The union has not held meetings to discuss the demands of workers because it is not negotiating on their behalf, but on behalf of corporate management. Management dictated the last four contracts.

The brutal working conditions and low pay that Frito-Lay workers are rebelling against are the consequences of a series of concessionary contracts rammed through by the BCTGM. In multiple interviews and videos, BCTGM leaders admitted that many workers have not seen any raise in six to eight years.

The BCTGM avoided a strike for as long as possible, extending the previous agreement by approximately nine months before mounting pressure from workers forced them to call the first strike at the plant in nearly 50 years.
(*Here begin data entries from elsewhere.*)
PR #1083, opened 2015-12-09
Dino catalog

elialbert:


dino_catalog/dino_catalog.rb
```diff
@@ -0,0 +1,136 @@
...
+    end
+    self
+  end
+
+  def merge_data(dinodex, african)
+    merged = []
+    dinodex.each { |entry| merged << normalize_dinodex_entry(entry) }
+    african.each { |entry| merged << normalize_african_entry(entry) }
+    merged
+  end
```
sshao: this method can be reduced down to one line: 

* `dinodex.map { |entry| normalize_dinodex_entry(entry) } + african.map { |entry| normalize_african_entry(entry) }`
* or, if you can abstract a `normalize` method that accepts both "dinodex" and "african"-type entries: `(dinodex + african).map { |entry| normalize(entry) }` 
* or, if you convert your "entries" to Dinosaur objects and create a `Dinosaur#normalize` method: `(dinodex + african).map(&:normalize)`

dino_catalog/dino_catalog.rb
```diff
@@ -0,0 +1,136 @@
...
+      :name => entry[:genus],
+      :period => entry[:period],
+      :continent => nil,
+      :diet => nil,
+      :carnivore => (entry[:diet] == "Yes"),
+      :weight => entry[:weight],
+      :walking => entry[:walking],
+      :description => nil,
+    }
+  end
```
sshao: as touched upon in the previous comment: the two methods `normalize_african_entry` and `normalize_dinodex_entry` are both `normalize_{some object type}`, and as such might be better structured as a method *upon* that object.

so instead of the method call `normalize_dinodex_entry(entry)`, you could define a `DinodexEntry` object with a `normalize` method and use `entry.normalize` instead.

and taking that further: you'd then have two objects: a `DinodexEntry` and an `AfricanEntry`. those objects are representing two variations upon the same thing (an Entry, or in reality, a Dinosaur). you could have a `Dinosaur` object that covers both African- and Dinodex-type entries.

dino_catalog/dino_catalog.rb
```diff
@@ -0,0 +1,136 @@
...
+
+  def get_carnivore_for_dinodex(diet)
+    %w(Carnivore Pescivore Insectivore).include? diet
+  end
+end
+
+module CSVHelper
+  CSV::Converters[:blank_to_nil] = lambda do |field|
+    field && field.empty? ? nil : field
+  end
```
sshao: or you could take those `normalize_*` methods and make them into lambdas, add them as CSV Converters, and do the "normalization" immediately, possibly skipping the need to create various flavors of a Dinosaur object at all

dino_catalog/dino_catalog.rb
```diff
@@ -0,0 +1,136 @@
...
+
+  def to_json
+    JSON.generate(results)
+  end
+
+  def print
+    JSON.pretty_generate(results)
+  end
+
+  def grab_bipeds
```
sshao: no need to include the "grab" verb in these method names, just make them #bipeds, #carnivores, etc. the call `catalog.carnivores` already reads as "get carnivores from the catalog", without the `grab_` prefix.

dino_catalog/dino_catalog.rb
```diff
@@ -0,0 +1,136 @@
...
+  def start_filter
+    @filtered ||= @data.dup
+  end
+
+  def results
+    start_filter
+    results = @filtered.dup
+    @filtered = nil
+    results
+  end
```
sshao: instead of creating a copy of `@data` and modifying that copy, try creating and returning an entirely new DinoCatalog object instead. your method calls will still be chainable, while reducing the number of "catalog" representations you have (you currently have three: `@data`, `@filtered`, and `DinoCatalog#results`, which is a lot of things to keep track of)

for example, `DinoCatalog#select` would become:

```ruby
def select(&block)
  DinoCatalog.new(@data.select(&block))
end
```

this would also require rethinking and refactoring your `initialize` method, as it's currently hardcoded to only initialize from files.

sshao:
code's very clean, i like it. there's higher-level refactors and abstractions that you can make (as suggested in previous comments) and i'd definitely suggest taking at shot at those and see if it cleans up your code and reduces duplications further. :+1:

RedWizzrobe:
Be sure to separate each class and module into its own file, following Ruby naming conventions.

djkotowski:
Be sure to separate each class and module into its own file.

dino_catalog/dino_catalog.rb
djkotowski: I also have a slight concern with naming this `#select`, as another developer may expect it to have the same output type as `Enumerable#select`.

dino_catalog/dino_catalog.rb
```diff
@@ -0,0 +1,136 @@
...
+  def length
+    results.length
+  end
+
+  def to_s
+    results.to_s
+  end
+
+  def to_json
+    JSON.generate(results)
```
djkotowski: You could also delegate this as Hound suggests with the others, as the JSON module adds `#to_json` to arrays.

dino_catalog/dino_catalog.rb
```diff
@@ -0,0 +1,136 @@
...
+  end
+
+  def print
+    JSON.pretty_generate(results)
+  end
+
+  def grab_bipeds
+    search(:walking => "Biped")
```
djkotowski: DinoCatalog has a lot of responsibility in this solution.  It's responsible for categorizing the dinosaurs, filtering them if needed, understanding where the CSV files are located and calling CSVHelper on them, and formatting the dinosaurs.

I recommend extracting some of this logic out into a Dinosaur model class.  Then that model is in charge of knowing itself (Am I big?  Am I a carnivore?), and DinoCatalog can refer to this logic when filtering.

djkotowski:
Good first submission.  Take a look at the comments, refactor and resubmit.  Let me know if you have any questions.

dino_catalog/dino_catalog.rb
elialbert: @sshao oh! duh! thanks for that. Knew there had to be a better way.

@djkotowski totally.

dino_catalog/dino_catalog.rb
elialbert: I did factor out the normalize logic into Dinosaur, but can you help me understand something - If I put the "knowing itself" logic into Dinosaur, and I want to filter out (for instance) "all bipeds" in the DinoCatalog, I would still need either:
- a method for all bipeds in the dino catalog that refers to the method for biped in the dinosaur class (seems redundant)
- a dynamic method lookup in the dino class (seems overcomplicated)
- no methods for all bipeds in the dino catalog, pass a block directly into DinoCatalog (not useful enough)

See my current reopened PR, curious if you have some advice about how to put the logic into Dinosaur without the above pitfalls.
thanks!

sshao: I think the first option (method for all bipeds in the dino catalog) is sufficient; in this case we want to "know about all bipeds". A single Dinosaur object only knows if it itself is a biped -- it shouldn't know if other Dinosaurs are bipeds, so there's not much of a way to put "all bipeds" logic into Dinosaur. A DinoCatalog, on the other hand, can know if multiple dinosaurs are bipeds.

I also don't think there's anything wrong with the third option (no specific #bipeds method). It's true that it's not as nice as `catalog.bipeds`, but on the other hand you're likely already expecting that users can query arbitrarily for some attributes (for example `catalog.search(:continent => 'Africa')`), so it's not a far stretch to let them query for bipeds (`catalog.search(:walking => 'bipeds')`) either.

To win a decent contract workers must take negotiations out of the hands of the BCTGM and put it under the control of rank-and-file workers. This requires the formation of a Frito-Lay Rank-and-File Committee.

A rank-and-file committee should formulate demands based on what workers need, not on what the BCTGM and Frito-Lay say workers must accept. This should include, at minimum, contract negotiations broadcast live to all workers. Striking workers must be able to listen to the discussions being held between the union and the company and be able to participate in them.
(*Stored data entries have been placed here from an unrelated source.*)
PR #1084, opened 2015-12-09
Data science

elialbert:


data_science/data_science.rb
```diff
@@ -0,0 +1,65 @@
+require 'json'
+require 'abanalyzer'
+
+class Optimizer
+  attr_accessor :data
```
djkotowski: Add space between accessor and initialize.

data_science/data_science.rb
```diff
@@ -0,0 +1,65 @@
+require 'json'
+require 'abanalyzer'
+
+class Optimizer
```
djkotowski: Extract each class into its own file.

data_science/data_science.rb
```diff
@@ -0,0 +1,65 @@
...
+  attr_accessor :data
+  def initialize(initial_data)
+    @data = DataLoader.load_data initial_data
```
djkotowski: Wrap arguments in parentheses

data_science/data_science.rb
```diff
@@ -0,0 +1,65 @@
...
+  end
+
+  def simple_counts
+    result = {}
+    [:A, :B].each do |cohort|
+      result[cohort] = { :sample_size => @data[cohort].values.inject(:+),
+                        :conversions => @data[cohort][:successes] }
+    end
+    result
```
djkotowski:
```ruby
obj = obj_value
enumerable.each do |element|
  # do stuff with obj
end
obj
```
can be simplified to
```ruby
enumerable.each_with_object(obj_value) do |element, obj|
  # do stuff with obj
end
```

data_science/data_science.rb
```diff
@@ -0,0 +1,65 @@
...
+  end
+
+  def conversion_rates
+    counts = simple_counts
+    result = {}
+    [:A, :B].each do |cohort|
+      result[cohort] = ABAnalyzer.confidence_interval(
+        counts[cohort][:conversions], counts[cohort][:sample_size], 0.95)
+    end
+    result
```
djkotowski: see above comment about `each_with_object`

data_science/data_science.rb
```diff
@@ -0,0 +1,65 @@
...
+
+  def result_confidence
+    tester = ABAnalyzer::ABTest.new @data
+    tester.chisquare_p
+  end
+end
+
+class DataLoader
+  def self.load_data(filename_or_array)
+    return parse filename_or_array if filename_or_array.class == Array
```
djkotowski: This is an example of when wrapping args with parentheses really helps with readability.

data_science/data_science.rb
```diff
@@ -0,0 +1,65 @@
...
+    self.parse(
+      self.load_json(filename_or_array)
+    )
+  end
+
+  def self.load_json(json_data_filename)
+    f = File.open(json_data_filename, "r")
+    data = f.read
```
djkotowski: If this raises an error, the file will not close.  Either `f.close` should be in an `ensure` block, or (and more preferably) you should use the block syntax.

```ruby
data = File.open(json_data_filename, "r") do |f|
  f.read
end
```
which can be simplified to
```ruby
data = File.open(json_data_filename, "r", &:read)
```

data_science/data_science.rb
```diff
@@ -0,0 +1,65 @@
...
+    f.close
+    JSON.parse(data)
+  end
+
+  def self.parse(data)
+    result = Hash.new { |hash, key| hash[key] = { :successes => 0, :failures => 0 } }
```
djkotowski: Nice use of Hash's default value syntax.

data_science/data_science.rb
```diff
@@ -0,0 +1,65 @@
...
+    data.each do |entry|
+      result_key = self.key_or_sym(entry, "result") == 1 ? :successes : :failures
+      result[self.key_or_sym(entry, "cohort").to_sym][result_key] += 1
+    end
+    result
+  end
+
+  def self.key_or_sym(hash, value)
+    hash[value.to_sym] || hash[value.to_s]
```
djkotowski: This will get easier in Rails when you have access to `HashWithIndifferentAccess`

data_science/data_science.rb
elialbert: cool I knew there had to be a more ruby way to do that kind of thing

data_science/data_science_spec.rb
```diff
@@ -0,0 +1,85 @@
+require_relative 'data_science'
+
+fake_data = [
```
djkotowski: This should be loaded from a testing JSON file.

elialbert:
I just made a new commit fixing all mentioned changes so far

data_science/data_science_spec.rb
```diff
@@ -0,0 +1,85 @@
...
+  {"cohort": "B", "result": 1},
+  {"cohort": "A", "result": 0}, 
+  {"cohort": "A", "result": 0}, 
+  {"cohort": "B", "result": 0},
+]
+
+
+describe Optimizer do
+  before :each do
+    @optimizer = Optimizer.new fake_data
```
djkotowski: Avoid instance variables in tests.  Use `let` and `subject`s instead.

data_science/data_science_spec.rb
```diff
@@ -0,0 +1,85 @@
...
+  end
+
+  it "counts total sample size per cohort" do
+    expect(@optimizer.simple_counts[:A][:sample_size]).to eq(28)
+    expect(@optimizer.simple_counts[:B][:sample_size]).to eq(14)
+  end
+
+  it "counds number of conversions per cohort" do
+    expect(@optimizer.simple_counts[:A][:conversions]).to eq(12)
+  end
```
djkotowski: L67-74 should be within a `describe "#simple_counts"` block.

data_science/data_science_spec.rb
```diff
@@ -0,0 +1,85 @@
...
+
+  it "should calculate conversion rates" do
+    result = @optimizer.conversion_rates
+    expect(result[:A].class).to eq(Array)
+    expect(result[:A][0]).to be < result[:A][1]
+  end
+
+  it "should do chisquared calculations" do
+    expect(@optimizer.result_confidence).to be < 1
+  end
```
djkotowski: Put these two in their own `describe` statements.

data_science/data_science_spec.rb
```diff
@@ -0,0 +1,85 @@
...
+  {"cohort": "B", "result": 0},
+  {"cohort": "A", "result": 1}, 
+  {"cohort": "A", "result": 0}, 
+  {"cohort": "B", "result": 1},
+  {"cohort": "A", "result": 0}, 
+  {"cohort": "A", "result": 0}, 
+  {"cohort": "B", "result": 0},
+]
+
+
```
djkotowski: You should also have a spec for `DataLoader`.

data_science/data_science_spec.rb
```diff
@@ -0,0 +1,85 @@
+require_relative 'data_science'
+
```
djkotowski: This file should be `spec/optimizer_spec.rb`.

data_science/data_science.rb
```diff
@@ -0,0 +1,65 @@
...
+  def simple_counts
+    result = {}
+    [:A, :B].each do |cohort|
+      result[cohort] = { :sample_size => @data[cohort].values.inject(:+),
+                        :conversions => @data[cohort][:successes] }
+    end
+    result
+  end
+
+  def conversion_rates
```
djkotowski: Given you're mapping calculations to each cohort hash, it would be good to extract them out to a Cohort object.  Then, rather than having to eager-calculate the conversion rates and corresponding error bars, you can have methods on Cohort to do that for you.

djkotowski:
Nice first attempt.  Take a look at the comments, refactor and resubmit when ready.

Also, I recommend avoiding submitting new PRs until the outstanding one is closed.  Often, reviews are done throughout the day and suffer interruptions.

Moreover, for workers to sustain themselves during the strike workers must be able to afford health care, groceries, pay their mortgages and meet other expenses. This requires that strike pay be increased to a level based on workers normal income.
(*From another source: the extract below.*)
PR #1085, opened 2015-12-09
Overlord

elialbert:
went for the focus on capybara since that's where I needed a refresher, didn't bother prettying up the page; supervillain can hire a designer.


overlord/features/bomb.feature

The struggle at Frito-Lay is part of a growing wave of strikes in the US and internationally. From recently striking Volvo Trucks workers in Virginia, Warrior Met coal miners in Alabama to striking food delivery workers in Berlin, workers are fighting for improvements in their working conditions and higher living standards in the face of bitter opposition by employers and the unions.

To successfully pursue their fight against Frito-Lay, a subsidiary of PepsiCo., a multibillion-dollar international corporation with factories across the world, workers need an international strategy. A rank-and-file committee must seek to link up Frito-Lay workers with workers at other factories and workplaces in Kansas, across the United States and PepsiCo facilities globally.

We urge workers at Frito-Lay to take up this fight and build the Frito-Lay Workers Rank-and-File Committee today.